## Task directions
Give the records again, word for word.
** Records supplied follows **
PR #3398, opened 2023-07-11
Invisible history records

SergeyGaluzo:
This PR provides ability to replace current events change capturing system, currently based on writing resource keys for changed resources to user tables, by querying Resource table based on processed transactions (old events system is still not removed and works AS-IS).

To enable above we need to hold resource versions for the event retention period, so events system can query Resource table and data is not missed. This works out of the box with versioned data policy and absence of hard deletes. 

To cover no-version policy and hard deletes PR code delays physical deletes. It marks historical resource version as "invisible", i.e. sets raw resource to 0xF. As far as data size, setting raw resource to single byte is equivalent to retaining only resource keys in the old events tables, but without actual writes (other name of this feature is "events with no writes"). Note that these updates are scoped only to no-version & events enabled case. This magic 0xF value allows to filter out these resources from search (hence "invisible" name).

To finally remove these invisible historical resource keys, a new watchdog "InvisibleHistoryCleanupWatchdog" was added. 

Main logic to set raw resource to 0xF is in the couple of lines added to MergeResources and HardDeleteResource stored procedures.


feordin:
@SergeyGaluzo Just a general question Sergey, is there any problem with this change and the constraint we have on the Resource table to detect empty resources?

src/Microsoft.Health.Fhir.SqlServer/Features/Schema/Sql/Sprocs/HardDeleteResource.sql
```diff
@@ -0,0 +1,71 @@
...
+    DELETE dbo.TokenTokenCompositeSearchParam WHERE ResourceTypeId = @ResourceTypeId AND ResourceSurrogateId IN (SELECT ResourceSurrogateId FROM @SurrogateIds)
+    DELETE dbo.TokenDateTimeCompositeSearchParam WHERE ResourceTypeId = @ResourceTypeId AND ResourceSurrogateId IN (SELECT ResourceSurrogateId FROM @SurrogateIds)
+    DELETE dbo.TokenQuantityCompositeSearchParam WHERE ResourceTypeId = @ResourceTypeId AND ResourceSurrogateId IN (SELECT ResourceSurrogateId FROM @SurrogateIds)
+    DELETE dbo.TokenStringCompositeSearchParam WHERE ResourceTypeId = @ResourceTypeId AND ResourceSurrogateId IN (SELECT ResourceSurrogateId FROM @SurrogateIds)
+    DELETE dbo.TokenNumberNumberCompositeSearchParam WHERE ResourceTypeId = @ResourceTypeId AND ResourceSurrogateId IN (SELECT ResourceSurrogateId FROM @SurrogateIds)
+  END
+  
+  IF @@trancount > 0 COMMIT TRANSACTION
+
+  IF @IsResourceChangeCaptureEnabled = 1 EXECUTE dbo.MergeResourcesCommitTransaction @TransactionId
```
feordin, line 64: If this fails will it go to the catch and try to roll back a transaction that has already been comitted?

src/Microsoft.Health.Fhir.SqlServer/Features/Schema/Sql/Tables/Resource.sql
```diff
@@ -19,6 +20,7 @@
 ALTER TABLE dbo.Resource SET ( LOCK_ESCALATION = AUTO )
 
 CREATE INDEX IX_ResourceTypeId_TransactionId ON dbo.Resource (ResourceTypeId, TransactionId) WHERE TransactionId IS NOT NULL ON PartitionScheme_ResourceTypeId (ResourceTypeId)
+CREATE INDEX IX_ResourceTypeId_HistoryTransactionId ON dbo.Resource (ResourceTypeId, HistoryTransactionId) WHERE HistoryTransactionId IS NOT NULL ON PartitionScheme_ResourceTypeId (ResourceTypeId)
```
feordin, line 23: Will this be a long running index creation for existing customers?

src/Microsoft.Health.Fhir.SqlServer/Features/Schema/Sql/Sprocs/HardDeleteResource.sql
SergeyGaluzo: Yes, it will go to catch. No, it will not try to rollback as catch has @@trancount check.

src/Microsoft.Health.Fhir.SqlServer/Features/Schema/Sql/Tables/Resource.sql
SergeyGaluzo: It will be long running, but indexes are created with online option, so there are no affect to customers.

SergeyGaluzo:
No. Resource is technically not empty (one byte 0xF), and it passes constraint check.

---
In reply to: [1634916506](https://github.com/microsoft/fhir-server/pull/3398#issuecomment-1634916506) [](http://example.com/codeflow?ancestors=1634916506,1634916506)

feordin (approved):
** End of Records supplied **
## Solution
PR #3398, opened 2023-07-11
Invisible history records

SergeyGaluzo:
This PR provides ability to replace current events change capturing system, currently based on writing resource keys for changed resources to user tables, by querying Resource table based on processed transactions (old events system is still not removed and works AS-IS).

To enable above we need to hold resource versions for the event retention period, so events system can query Resource table and data is not missed. This works out of the box with versioned data policy and absence of hard deletes. 

To cover no-version policy and hard deletes PR code delays physical deletes. It marks historical resource version as "invisible", i.e. sets raw resource to 0xF. As far as data size, setting raw resource to single byte is equivalent to retaining only resource keys in the old events tables, but without actual writes (other name of this feature is "events with no writes"). Note that these updates are scoped only to no-version & events enabled case. This magic 0xF value allows to filter out these resources from search (hence "invisible" name).

To finally remove these invisible historical resource keys, a new watchdog "InvisibleHistoryCleanupWatchdog" was added. 

Main logic to set raw resource to 0xF is in the couple of lines added to MergeResources and HardDeleteResource stored procedures.


feordin:
@SergeyGaluzo Just a general question Sergey, is there any problem with this change and the constraint we have on the Resource table to detect empty resources?

src/Microsoft.Health.Fhir.SqlServer/Features/Schema/Sql/Sprocs/HardDeleteResource.sql
```diff
@@ -0,0 +1,71 @@
...
+    DELETE dbo.TokenTokenCompositeSearchParam WHERE ResourceTypeId = @ResourceTypeId AND ResourceSurrogateId IN (SELECT ResourceSurrogateId FROM @SurrogateIds)
+    DELETE dbo.TokenDateTimeCompositeSearchParam WHERE ResourceTypeId = @ResourceTypeId AND ResourceSurrogateId IN (SELECT ResourceSurrogateId FROM @SurrogateIds)
+    DELETE dbo.TokenQuantityCompositeSearchParam WHERE ResourceTypeId = @ResourceTypeId AND ResourceSurrogateId IN (SELECT ResourceSurrogateId FROM @SurrogateIds)
+    DELETE dbo.TokenStringCompositeSearchParam WHERE ResourceTypeId = @ResourceTypeId AND ResourceSurrogateId IN (SELECT ResourceSurrogateId FROM @SurrogateIds)
+    DELETE dbo.TokenNumberNumberCompositeSearchParam WHERE ResourceTypeId = @ResourceTypeId AND ResourceSurrogateId IN (SELECT ResourceSurrogateId FROM @SurrogateIds)
+  END
+  
+  IF @@trancount > 0 COMMIT TRANSACTION
+
+  IF @IsResourceChangeCaptureEnabled = 1 EXECUTE dbo.MergeResourcesCommitTransaction @TransactionId
```
feordin, line 64: If this fails will it go to the catch and try to roll back a transaction that has already been comitted?

src/Microsoft.Health.Fhir.SqlServer/Features/Schema/Sql/Tables/Resource.sql
```diff
@@ -19,6 +20,7 @@
 ALTER TABLE dbo.Resource SET ( LOCK_ESCALATION = AUTO )
 
 CREATE INDEX IX_ResourceTypeId_TransactionId ON dbo.Resource (ResourceTypeId, TransactionId) WHERE TransactionId IS NOT NULL ON PartitionScheme_ResourceTypeId (ResourceTypeId)
+CREATE INDEX IX_ResourceTypeId_HistoryTransactionId ON dbo.Resource (ResourceTypeId, HistoryTransactionId) WHERE HistoryTransactionId IS NOT NULL ON PartitionScheme_ResourceTypeId (ResourceTypeId)
```
feordin, line 23: Will this be a long running index creation for existing customers?

src/Microsoft.Health.Fhir.SqlServer/Features/Schema/Sql/Sprocs/HardDeleteResource.sql
SergeyGaluzo: Yes, it will go to catch. No, it will not try to rollback as catch has @@trancount check.

src/Microsoft.Health.Fhir.SqlServer/Features/Schema/Sql/Tables/Resource.sql
SergeyGaluzo: It will be long running, but indexes are created with online option, so there are no affect to customers.

SergeyGaluzo:
No. Resource is technically not empty (one byte 0xF), and it passes constraint check.

---
In reply to: [1634916506](https://github.com/microsoft/fhir-server/pull/3398#issuecomment-1634916506) [](http://example.com/codeflow?ancestors=1634916506,1634916506)

feordin (approved):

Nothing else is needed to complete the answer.